### ASSIGNED TASK
Please filter the data below down to the lines holding the string "they".

### GIVEN ENTRIES
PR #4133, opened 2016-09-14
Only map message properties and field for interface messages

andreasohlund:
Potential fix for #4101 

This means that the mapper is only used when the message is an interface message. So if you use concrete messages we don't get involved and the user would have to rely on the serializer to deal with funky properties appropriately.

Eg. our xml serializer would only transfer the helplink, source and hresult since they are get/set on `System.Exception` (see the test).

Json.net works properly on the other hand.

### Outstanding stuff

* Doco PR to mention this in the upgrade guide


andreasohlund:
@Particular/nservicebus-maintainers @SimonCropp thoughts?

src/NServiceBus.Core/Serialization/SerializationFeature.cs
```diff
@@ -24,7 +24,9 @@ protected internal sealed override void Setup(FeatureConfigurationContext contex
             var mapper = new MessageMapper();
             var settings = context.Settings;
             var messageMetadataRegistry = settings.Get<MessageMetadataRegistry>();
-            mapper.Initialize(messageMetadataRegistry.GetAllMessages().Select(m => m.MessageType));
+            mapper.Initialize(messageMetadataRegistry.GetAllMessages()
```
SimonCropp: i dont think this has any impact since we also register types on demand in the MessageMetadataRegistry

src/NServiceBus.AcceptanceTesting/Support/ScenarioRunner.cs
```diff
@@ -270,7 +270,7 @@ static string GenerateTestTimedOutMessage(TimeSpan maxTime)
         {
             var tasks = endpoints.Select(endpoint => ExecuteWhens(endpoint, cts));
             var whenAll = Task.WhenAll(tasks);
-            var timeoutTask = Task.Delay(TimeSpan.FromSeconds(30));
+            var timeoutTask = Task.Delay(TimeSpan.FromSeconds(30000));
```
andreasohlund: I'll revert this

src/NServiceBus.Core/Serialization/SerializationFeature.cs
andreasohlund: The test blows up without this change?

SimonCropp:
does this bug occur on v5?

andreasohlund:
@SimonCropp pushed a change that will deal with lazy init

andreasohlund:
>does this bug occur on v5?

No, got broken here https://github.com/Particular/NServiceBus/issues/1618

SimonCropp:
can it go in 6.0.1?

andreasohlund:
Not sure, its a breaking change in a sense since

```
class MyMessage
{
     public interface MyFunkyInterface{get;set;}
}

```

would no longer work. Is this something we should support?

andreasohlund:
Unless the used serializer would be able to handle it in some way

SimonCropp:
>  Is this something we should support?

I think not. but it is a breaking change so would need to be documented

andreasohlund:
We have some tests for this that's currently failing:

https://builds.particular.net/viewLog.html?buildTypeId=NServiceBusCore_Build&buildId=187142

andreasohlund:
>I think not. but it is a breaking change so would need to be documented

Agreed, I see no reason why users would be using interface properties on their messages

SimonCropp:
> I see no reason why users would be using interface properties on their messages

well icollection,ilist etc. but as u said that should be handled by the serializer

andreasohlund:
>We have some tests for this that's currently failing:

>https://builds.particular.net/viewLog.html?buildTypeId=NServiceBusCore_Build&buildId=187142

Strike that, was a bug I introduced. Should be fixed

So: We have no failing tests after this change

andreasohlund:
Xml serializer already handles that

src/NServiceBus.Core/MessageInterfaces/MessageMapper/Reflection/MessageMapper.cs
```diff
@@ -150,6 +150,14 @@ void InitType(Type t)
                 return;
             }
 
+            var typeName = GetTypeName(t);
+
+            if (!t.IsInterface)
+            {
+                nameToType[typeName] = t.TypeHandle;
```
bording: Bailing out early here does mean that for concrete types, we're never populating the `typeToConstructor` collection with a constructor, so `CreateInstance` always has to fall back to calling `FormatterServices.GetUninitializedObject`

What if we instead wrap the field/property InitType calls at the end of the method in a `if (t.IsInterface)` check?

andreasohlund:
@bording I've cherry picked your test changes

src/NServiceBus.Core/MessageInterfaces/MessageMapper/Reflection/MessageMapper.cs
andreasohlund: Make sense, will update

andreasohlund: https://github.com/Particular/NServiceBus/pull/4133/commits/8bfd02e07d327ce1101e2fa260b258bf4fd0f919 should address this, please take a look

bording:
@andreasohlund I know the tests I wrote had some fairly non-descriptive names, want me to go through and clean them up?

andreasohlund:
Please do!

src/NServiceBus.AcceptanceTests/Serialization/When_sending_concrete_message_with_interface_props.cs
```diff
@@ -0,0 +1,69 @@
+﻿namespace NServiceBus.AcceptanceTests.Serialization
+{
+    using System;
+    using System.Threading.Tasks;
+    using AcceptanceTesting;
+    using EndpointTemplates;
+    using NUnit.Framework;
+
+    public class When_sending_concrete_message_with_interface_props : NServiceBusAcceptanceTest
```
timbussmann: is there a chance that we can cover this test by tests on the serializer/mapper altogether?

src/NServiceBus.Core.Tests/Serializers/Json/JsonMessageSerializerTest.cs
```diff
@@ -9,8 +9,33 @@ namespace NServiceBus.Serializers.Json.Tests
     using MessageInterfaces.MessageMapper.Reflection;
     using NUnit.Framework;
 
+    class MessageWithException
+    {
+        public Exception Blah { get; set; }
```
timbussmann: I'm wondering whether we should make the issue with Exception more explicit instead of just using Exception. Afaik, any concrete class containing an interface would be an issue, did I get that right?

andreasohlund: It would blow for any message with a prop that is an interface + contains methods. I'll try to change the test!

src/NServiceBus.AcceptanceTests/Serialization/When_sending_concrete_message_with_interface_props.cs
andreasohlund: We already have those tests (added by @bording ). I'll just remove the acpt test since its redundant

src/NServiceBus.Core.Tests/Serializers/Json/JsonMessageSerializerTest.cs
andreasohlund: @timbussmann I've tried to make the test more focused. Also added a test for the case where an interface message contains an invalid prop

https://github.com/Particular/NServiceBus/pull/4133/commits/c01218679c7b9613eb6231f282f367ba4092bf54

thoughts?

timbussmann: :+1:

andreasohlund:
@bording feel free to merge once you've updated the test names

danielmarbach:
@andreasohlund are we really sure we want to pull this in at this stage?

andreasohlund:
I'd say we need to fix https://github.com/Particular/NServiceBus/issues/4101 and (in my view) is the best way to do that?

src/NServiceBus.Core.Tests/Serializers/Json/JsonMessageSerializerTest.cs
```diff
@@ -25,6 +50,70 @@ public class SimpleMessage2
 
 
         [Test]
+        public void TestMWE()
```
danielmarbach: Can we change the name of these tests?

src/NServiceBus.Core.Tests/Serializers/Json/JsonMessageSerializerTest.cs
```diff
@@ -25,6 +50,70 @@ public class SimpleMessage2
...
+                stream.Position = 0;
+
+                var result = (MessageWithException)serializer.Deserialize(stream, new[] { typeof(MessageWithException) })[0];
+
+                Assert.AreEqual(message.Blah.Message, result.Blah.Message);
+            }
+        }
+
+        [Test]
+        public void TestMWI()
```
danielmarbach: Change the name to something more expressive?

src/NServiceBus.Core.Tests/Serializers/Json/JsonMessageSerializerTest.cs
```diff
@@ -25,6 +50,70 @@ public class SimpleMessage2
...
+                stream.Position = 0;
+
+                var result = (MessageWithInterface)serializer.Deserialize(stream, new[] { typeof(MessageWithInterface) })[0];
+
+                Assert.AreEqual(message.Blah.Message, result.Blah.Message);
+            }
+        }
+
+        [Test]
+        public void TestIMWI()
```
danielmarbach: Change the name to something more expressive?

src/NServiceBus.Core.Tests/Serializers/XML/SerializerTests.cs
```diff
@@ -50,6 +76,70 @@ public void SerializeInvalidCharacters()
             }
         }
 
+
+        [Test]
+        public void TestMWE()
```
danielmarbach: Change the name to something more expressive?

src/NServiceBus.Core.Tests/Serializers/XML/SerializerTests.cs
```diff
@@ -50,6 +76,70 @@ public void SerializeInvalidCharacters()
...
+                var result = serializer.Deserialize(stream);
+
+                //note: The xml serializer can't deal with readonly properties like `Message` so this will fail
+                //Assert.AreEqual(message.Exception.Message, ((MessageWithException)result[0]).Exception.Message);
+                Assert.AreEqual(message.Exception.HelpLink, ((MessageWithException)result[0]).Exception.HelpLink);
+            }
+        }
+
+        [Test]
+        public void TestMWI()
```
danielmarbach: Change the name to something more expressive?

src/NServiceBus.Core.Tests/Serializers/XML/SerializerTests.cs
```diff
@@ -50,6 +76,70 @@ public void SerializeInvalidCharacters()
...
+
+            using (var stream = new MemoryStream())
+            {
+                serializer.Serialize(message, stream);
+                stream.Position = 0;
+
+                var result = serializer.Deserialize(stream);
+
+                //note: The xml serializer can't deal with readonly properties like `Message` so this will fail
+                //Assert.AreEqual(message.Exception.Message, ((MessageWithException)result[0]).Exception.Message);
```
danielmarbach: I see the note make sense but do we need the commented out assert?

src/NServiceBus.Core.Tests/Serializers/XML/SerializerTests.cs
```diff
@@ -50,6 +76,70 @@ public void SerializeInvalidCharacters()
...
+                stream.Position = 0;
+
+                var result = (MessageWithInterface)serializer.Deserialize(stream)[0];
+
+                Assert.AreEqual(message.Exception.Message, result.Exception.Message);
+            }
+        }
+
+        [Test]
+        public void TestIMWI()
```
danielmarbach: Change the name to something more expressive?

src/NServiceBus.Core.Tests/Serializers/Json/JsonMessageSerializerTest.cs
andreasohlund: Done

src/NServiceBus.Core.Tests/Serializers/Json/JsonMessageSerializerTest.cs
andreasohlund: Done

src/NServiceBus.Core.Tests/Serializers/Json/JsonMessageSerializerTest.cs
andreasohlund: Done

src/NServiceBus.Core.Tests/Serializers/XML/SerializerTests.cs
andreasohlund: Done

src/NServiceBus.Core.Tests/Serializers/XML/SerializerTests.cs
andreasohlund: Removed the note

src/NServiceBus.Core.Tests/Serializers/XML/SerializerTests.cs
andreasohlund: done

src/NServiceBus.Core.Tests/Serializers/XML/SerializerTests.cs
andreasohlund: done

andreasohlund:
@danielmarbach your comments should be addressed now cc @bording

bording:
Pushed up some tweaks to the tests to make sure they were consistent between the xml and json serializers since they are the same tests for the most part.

### EXERCISE ANSWER
Eg. our xml serializer would only transfer the helplink, source and hresult since they are get/set on `System.Exception` (see the test).
Pushed up some tweaks to the tests to make sure they were consistent between the xml and json serializers since they are the same tests for the most part.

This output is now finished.